In the following years, Amalia's family attempted to secure her a marriage with as much profit as possible. There were long negotiations with the Margraviate of Baden concerning a possible strategic marriage between the two dynasties. The margrave had two sons; first, Bernard, who had been turned out due to his immoral and raucous behavior, before being welcomed back after his sisters pleaded with the margrave; and second, Charles, who was born in July 1529 and thus, almost twelve years younger than Amalia. William, respecting his sister, refused to marry Amalia off to someone like Bernard, who he believed could not have children with Amalia due to his dissolute life. The duke also refused to force Amalia to marry Charles, who was but a child. As a result, Amalia remained unmarried.

==Later life==
William went on to have four daughters and two sons with his wife, Maria of Austria. Amalia helped raise her nieces, who received a Lutheran education, whereas the two sons received a Catholic education. Amalia herself observed the Lutheran faith and was unwilling to allow her nieces to adhere to Catholicism. Amalia's dedication to Lutheranism so enraged her brother that allegedly, at one point, he drew his sword and went after Amalia, before being stopped by a servant.
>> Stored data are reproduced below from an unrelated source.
PR #1044, opened 2022-05-16
Update signer to account for new namespace changes

xzilja:


packages/utils/src/validators.ts
```diff
@@ -1,26 +1,50 @@
...
+  let compatible = true;
+
+  if (!hasOverlap(sessionKeys, paramsKeys)) return false;
+
+  sessionKeys.forEach(key => {
+    const { accounts, methods, events, extension } = session.namespaces[key];
+    const chains = getAccountsChains(accounts);
+    const requiredNamespace = requiredNamespaces[key];
+
+    if (
```
bkrem, line 24: Just to verify expected boolean logic here because you two are deeper in the spec for these changes than me atm:

This will invalidate `compatible` only if the chains, methods and events _all_ don't have overlap (due to AND `&&`). Is that wanted? 

If a single entity not having overlap is enough to invalidate `compatible` we need to use boolean OR `||` to chain conditions here.

xzilja: All of them should have overlap so `&&` here used here needs to be like this. Basically requiredNamespaces should have everything to satisfy session namespaces or more.

bkrem: Right but this is a negation of `hasOverlap`, so you need to use `||` if any missing overlap should mean compatible is false. Otherwise it means compatible is only false if they all don't have overlap.

Compare with this check further down which seems to contradict this one:

```ts
        const overlap = requiredNamespace.extension?.find(
          ext =>
            hasOverlap(chains, ext.chains) &&
            hasOverlap(methods, ext.methods) &&
            hasOverlap(events, ext.events),
        );
        if (!overlap) compatible = false;
```

xzilja: 🤦 you are right, changing

bkrem: Yeah negation on multiple conditions is a bi***, I had to parse this through in my head at least 5 times 😂  

This is the equivalent using `&&` but I think it's bad syntax-wise (easy to miss the `!` negation at the beginning):

```ts
!(
  hasOverlap(chains, requiredNamespace.chains) && 
  hasOverlap(methods, requiredNamespace.methods) && 
  hasOverlap(events, requiredNamespace.events)
)
```

bkrem (approved):

pedrouid (approved):
👍

PR #1052, opened 2022-05-19
[v2] Pass full jsonrpc payloads on events, add separate session and pairing expiry events

xzilja:
* Passing full jsonrpc payloads in events (i.e. including id / jsonrpc etc...) this was how it worked before, ids are needed for responses as well
* Added 2 new events for session expiry to differentiate them from delete requests

### DIFF
--- a/packages/client/src/constants/client.ts
+++ b/packages/client/src/constants/client.ts
@@ -22,7 +22,9 @@ export const CLIENT_EVENTS: Record<ClientTypes.Event, ClientTypes.Event> = {
   session_ping: "session_ping",
   pairing_ping: "pairing_ping",
   session_delete: "session_delete",
+  session_expired: "session_expired",
   pairing_delete: "pairing_delete",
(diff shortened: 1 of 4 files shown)


packages/client/src/constants/client.ts
```diff
@@ -22,7 +22,9 @@ export const CLIENT_EVENTS: Record<ClientTypes.Event, ClientTypes.Event> = {
   session_ping: "session_ping",
   pairing_ping: "pairing_ping",
   session_delete: "session_delete",
+  session_expired: "session_expired",
   pairing_delete: "pairing_delete",
+  pairing_expired: "pairing_expired",
```
pedrouid: For consistency here it should be renamed to “expire”

xzilja: Updated 👍

bkrem (approved):

pedrouid (approved):

PR #1057, opened 2022-05-20
[v2] Event argument type changes

xzilja:
* Introduces more consistent way of exposing event arguments

### DIFF
--- a/packages/client/src/controllers/engine.ts
+++ b/packages/client/src/controllers/engine.ts
@@ -459,7 +459,7 @@ export class Engine extends IEngine {
       const { params, id } = payload;
       const proposal = { id, pairingTopic: topic, ...params };
       await this.client.proposal.set(id, proposal);
-      this.client.events.emit("session_proposal", { ...payload, params: proposal });
+      this.client.events.emit("session_proposal", { id, params: proposal });
     } catch (err) {
       this.client.logger.error(err);
     }
@@ -562,10 +562,7 @@ export class Engine extends IEngine {
       const { params, id } = payload;
       await this.client.session.update(topic, { namespaces: params.namespaces });
       await this.sendResult<"wc_sessionUpdate">(id, topic, true);
-      this.client.events.emit("session_update", {
-        ...payload,
-        params: { ...payload.params, topic },
-      });
+      this.client.events.emit("session_update", { id, topic, params });
     } catch (err) {
       this.client.logger.error(err);
     }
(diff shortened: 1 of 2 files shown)


packages/client/src/controllers/engine.ts
```diff
@@ -702,8 +699,9 @@ export class Engine extends IEngine {
 
   private onSessionRequest: EnginePrivate["onSessionRequest"] = (topic, payload) => {
     try {
-      this.isValidRequest({ topic, ...payload.params });
-      this.client.events.emit("request", { ...payload, params: { ...payload.params, topic } });
+      const { id, params } = payload;
+      this.isValidRequest({ topic, ...params });
+      this.client.events.emit("request", { id, topic, params });
```
bkrem, line 704: This is also so much nicer in terms of syntax with the explicit object keys 👌 

The `...payload` spreads made it hard to know exactly what the final object looks like without digging into type defs

packages/types/src/client.ts
```diff
@@ -23,30 +22,28 @@ export declare namespace ClientTypes {
...
-    session_proposal: JsonRpcRequest<ProposalTypes.Struct>;
-    session_update: JsonRpcRequest<{ topic: string; namespaces: SessionTypes.Namespaces }>;
-    session_extend: JsonRpcRequest<{ topic: string }>;
-    session_ping: JsonRpcRequest<{ topic: string }>;
-    pairing_ping: JsonRpcRequest<{ topic: string }>;
-    session_delete: JsonRpcRequest<{ topic: string }>;
-    pairing_delete: JsonRpcRequest<{ topic: string }>;
+    session_proposal: Omit<BaseEventArgs<ProposalTypes.Struct>, "topic">;
+    session_update: BaseEventArgs<{ namespaces: SessionTypes.Namespaces }>;
+    session_extend: Omit<BaseEventArgs<unknown>, "params">;
```
bkrem, line 34: Shouldn't we be using `<any>` rather than `<unknown>` here if we want `T` to be truly generic?

bkrem (approved):

packages/types/src/client.ts
xzilja: I personally try to avoid any whenever possible. In this case is doesn't matter as params are omitted. I think this is better than doing `params?: T` as with that one, whenever props are actually present users will have to add `if (params)`.

bkrem: Ah yeah in this case it's the omitted key anyways so doesn't matter 👍 

I agree with avoiding `any` generally, except with generics where you just want a truly transparent type/let the end user assign (literally) anything they want. I suspect with `unknown` the TS compiler would ask you to cast from `unknown`, but I'd have to test it to actually be sure.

Amalia also seems to have had a fondness for music and poetry. There is a songbook, the original of which can be found in Berlin, in which Amalia was very interested. The book, which was owned by a friend of Amalia's, contains five hymns to Mary, and twenty-seven love songs. Amalia hand-wrote a poem into the book, about longing for a beloved. Amalia also authored a song book which is currently found in the German national library in Berlin, with copies in the public library of Frankfurt and the university library of Frankfurt.

Anne of Cleves, who remained in England after her marriage to Henry VIII was annulled, bequeathed a diamond ring to Amalia. Amalia died on the first of March 1586 in Düsseldorf, aged 68 years old, having outlived both her sisters.